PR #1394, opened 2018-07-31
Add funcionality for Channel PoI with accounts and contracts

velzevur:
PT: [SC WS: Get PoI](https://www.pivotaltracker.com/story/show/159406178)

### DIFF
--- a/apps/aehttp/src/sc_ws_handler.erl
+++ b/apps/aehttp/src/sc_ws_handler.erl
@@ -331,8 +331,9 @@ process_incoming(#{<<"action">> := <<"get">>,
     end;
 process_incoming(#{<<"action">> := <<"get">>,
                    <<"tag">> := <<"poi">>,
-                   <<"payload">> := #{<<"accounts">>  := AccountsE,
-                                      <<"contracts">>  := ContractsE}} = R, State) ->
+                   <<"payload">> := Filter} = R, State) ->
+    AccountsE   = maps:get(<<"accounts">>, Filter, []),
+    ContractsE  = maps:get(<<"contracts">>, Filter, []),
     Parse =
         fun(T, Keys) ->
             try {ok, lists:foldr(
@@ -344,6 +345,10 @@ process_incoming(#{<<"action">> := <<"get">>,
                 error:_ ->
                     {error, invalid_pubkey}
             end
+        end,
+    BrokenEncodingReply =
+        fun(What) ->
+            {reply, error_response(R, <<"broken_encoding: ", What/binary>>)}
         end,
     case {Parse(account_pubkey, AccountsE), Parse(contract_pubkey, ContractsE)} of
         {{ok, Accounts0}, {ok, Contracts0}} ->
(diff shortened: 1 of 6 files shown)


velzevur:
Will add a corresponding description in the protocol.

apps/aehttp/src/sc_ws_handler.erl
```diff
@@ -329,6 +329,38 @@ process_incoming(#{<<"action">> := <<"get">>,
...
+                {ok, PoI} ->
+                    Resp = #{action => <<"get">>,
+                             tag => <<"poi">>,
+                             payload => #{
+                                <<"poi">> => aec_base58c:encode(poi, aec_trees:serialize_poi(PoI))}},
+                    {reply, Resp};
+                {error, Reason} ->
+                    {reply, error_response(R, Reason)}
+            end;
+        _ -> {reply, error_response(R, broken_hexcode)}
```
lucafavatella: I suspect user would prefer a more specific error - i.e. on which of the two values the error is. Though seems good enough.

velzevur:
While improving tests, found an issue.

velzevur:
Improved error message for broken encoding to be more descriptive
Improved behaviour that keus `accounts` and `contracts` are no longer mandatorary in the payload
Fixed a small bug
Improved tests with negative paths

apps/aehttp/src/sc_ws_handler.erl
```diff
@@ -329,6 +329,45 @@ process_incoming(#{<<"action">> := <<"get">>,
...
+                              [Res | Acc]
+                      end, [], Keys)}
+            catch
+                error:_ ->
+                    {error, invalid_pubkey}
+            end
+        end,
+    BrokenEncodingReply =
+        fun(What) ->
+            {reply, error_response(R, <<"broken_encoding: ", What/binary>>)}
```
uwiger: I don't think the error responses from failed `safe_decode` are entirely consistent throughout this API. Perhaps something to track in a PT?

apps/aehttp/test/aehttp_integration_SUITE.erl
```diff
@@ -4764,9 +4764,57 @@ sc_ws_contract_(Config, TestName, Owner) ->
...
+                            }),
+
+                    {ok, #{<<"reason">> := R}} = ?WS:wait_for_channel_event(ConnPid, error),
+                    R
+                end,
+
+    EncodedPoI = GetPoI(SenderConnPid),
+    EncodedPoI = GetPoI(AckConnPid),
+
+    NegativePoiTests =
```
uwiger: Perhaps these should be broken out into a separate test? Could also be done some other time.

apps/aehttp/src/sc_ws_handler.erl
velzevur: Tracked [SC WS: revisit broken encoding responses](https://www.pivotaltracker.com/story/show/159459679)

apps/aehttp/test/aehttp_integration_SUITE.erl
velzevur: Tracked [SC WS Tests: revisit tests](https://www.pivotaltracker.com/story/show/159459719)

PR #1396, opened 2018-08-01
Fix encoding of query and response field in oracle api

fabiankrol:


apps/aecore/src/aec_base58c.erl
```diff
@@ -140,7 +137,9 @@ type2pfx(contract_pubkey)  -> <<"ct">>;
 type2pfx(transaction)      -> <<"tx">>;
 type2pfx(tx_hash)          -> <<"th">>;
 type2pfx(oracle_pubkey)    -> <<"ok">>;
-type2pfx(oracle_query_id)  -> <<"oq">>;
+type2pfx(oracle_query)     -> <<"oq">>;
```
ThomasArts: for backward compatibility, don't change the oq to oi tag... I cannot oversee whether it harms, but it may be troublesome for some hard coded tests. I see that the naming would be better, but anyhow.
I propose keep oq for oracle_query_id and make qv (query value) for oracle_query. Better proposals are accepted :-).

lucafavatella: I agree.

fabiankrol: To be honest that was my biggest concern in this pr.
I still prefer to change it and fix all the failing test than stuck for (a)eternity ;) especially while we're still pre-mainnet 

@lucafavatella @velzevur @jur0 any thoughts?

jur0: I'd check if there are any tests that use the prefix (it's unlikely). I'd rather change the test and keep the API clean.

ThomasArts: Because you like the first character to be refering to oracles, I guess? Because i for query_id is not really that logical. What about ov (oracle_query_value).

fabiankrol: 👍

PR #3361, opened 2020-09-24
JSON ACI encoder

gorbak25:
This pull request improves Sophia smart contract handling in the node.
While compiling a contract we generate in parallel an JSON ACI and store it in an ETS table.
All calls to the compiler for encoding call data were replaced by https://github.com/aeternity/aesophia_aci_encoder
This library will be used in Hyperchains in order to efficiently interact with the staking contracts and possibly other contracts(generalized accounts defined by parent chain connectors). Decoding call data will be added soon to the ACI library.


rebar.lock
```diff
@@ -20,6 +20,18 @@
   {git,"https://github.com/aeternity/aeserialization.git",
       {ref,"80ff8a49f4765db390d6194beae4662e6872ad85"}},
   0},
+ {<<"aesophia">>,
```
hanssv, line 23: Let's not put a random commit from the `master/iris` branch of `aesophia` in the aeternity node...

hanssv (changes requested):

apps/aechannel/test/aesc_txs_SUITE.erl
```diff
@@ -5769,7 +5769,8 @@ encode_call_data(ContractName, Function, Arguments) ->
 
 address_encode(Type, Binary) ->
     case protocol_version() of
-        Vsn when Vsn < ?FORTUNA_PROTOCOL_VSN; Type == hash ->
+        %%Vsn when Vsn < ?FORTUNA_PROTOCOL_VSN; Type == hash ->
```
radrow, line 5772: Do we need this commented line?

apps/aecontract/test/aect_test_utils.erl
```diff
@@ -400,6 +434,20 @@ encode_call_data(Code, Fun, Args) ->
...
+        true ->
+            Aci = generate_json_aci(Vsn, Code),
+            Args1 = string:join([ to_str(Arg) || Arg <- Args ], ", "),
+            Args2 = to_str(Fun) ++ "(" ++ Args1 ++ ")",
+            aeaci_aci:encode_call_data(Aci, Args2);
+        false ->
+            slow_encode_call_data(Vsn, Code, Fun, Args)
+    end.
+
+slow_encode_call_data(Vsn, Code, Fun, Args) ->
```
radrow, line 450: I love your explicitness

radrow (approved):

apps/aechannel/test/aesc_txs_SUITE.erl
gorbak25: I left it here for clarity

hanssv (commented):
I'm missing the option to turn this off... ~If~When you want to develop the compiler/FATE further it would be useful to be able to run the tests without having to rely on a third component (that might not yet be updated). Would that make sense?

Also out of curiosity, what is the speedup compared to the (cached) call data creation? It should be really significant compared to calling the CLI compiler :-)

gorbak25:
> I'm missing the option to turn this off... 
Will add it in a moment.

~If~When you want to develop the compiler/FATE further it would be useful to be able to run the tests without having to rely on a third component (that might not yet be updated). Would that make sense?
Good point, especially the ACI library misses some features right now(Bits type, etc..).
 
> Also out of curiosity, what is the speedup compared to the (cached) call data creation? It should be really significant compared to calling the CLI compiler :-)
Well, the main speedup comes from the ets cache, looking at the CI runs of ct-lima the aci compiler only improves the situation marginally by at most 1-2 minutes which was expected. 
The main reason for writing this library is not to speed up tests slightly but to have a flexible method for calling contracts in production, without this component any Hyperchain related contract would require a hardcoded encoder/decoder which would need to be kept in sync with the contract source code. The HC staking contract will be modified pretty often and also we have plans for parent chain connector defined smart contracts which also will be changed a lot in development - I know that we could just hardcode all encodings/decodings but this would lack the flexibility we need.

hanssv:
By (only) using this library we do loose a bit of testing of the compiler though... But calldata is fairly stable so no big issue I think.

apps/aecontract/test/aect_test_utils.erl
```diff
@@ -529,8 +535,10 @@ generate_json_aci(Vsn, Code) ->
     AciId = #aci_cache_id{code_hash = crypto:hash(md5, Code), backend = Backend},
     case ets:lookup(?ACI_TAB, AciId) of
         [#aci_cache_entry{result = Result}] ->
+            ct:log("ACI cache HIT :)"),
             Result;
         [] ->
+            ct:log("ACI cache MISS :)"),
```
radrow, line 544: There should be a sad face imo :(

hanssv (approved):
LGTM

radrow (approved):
* * *
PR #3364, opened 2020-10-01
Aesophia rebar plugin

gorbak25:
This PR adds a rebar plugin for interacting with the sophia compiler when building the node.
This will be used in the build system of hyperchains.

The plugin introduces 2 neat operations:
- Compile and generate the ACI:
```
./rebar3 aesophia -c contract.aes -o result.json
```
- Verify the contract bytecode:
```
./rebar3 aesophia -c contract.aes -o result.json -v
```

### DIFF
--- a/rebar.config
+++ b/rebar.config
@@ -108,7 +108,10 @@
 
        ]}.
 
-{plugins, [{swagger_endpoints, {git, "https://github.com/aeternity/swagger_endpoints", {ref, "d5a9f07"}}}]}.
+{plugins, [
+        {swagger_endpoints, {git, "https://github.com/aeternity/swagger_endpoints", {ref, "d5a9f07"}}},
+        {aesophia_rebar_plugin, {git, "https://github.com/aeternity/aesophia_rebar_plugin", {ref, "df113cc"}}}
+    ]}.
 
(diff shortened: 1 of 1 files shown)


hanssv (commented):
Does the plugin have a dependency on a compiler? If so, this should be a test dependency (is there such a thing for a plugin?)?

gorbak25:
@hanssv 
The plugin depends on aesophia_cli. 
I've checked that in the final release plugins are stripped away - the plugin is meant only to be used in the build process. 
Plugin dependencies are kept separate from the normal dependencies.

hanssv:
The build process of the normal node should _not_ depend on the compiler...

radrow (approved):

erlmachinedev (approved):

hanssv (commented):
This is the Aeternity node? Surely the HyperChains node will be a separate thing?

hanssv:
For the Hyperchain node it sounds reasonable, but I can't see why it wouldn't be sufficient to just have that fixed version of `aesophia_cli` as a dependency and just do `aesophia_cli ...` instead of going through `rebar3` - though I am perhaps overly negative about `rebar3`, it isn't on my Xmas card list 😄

Task to complete
Say how many lines in the data hold the string "missing". No other content should accompany the number.

Answer to this task
2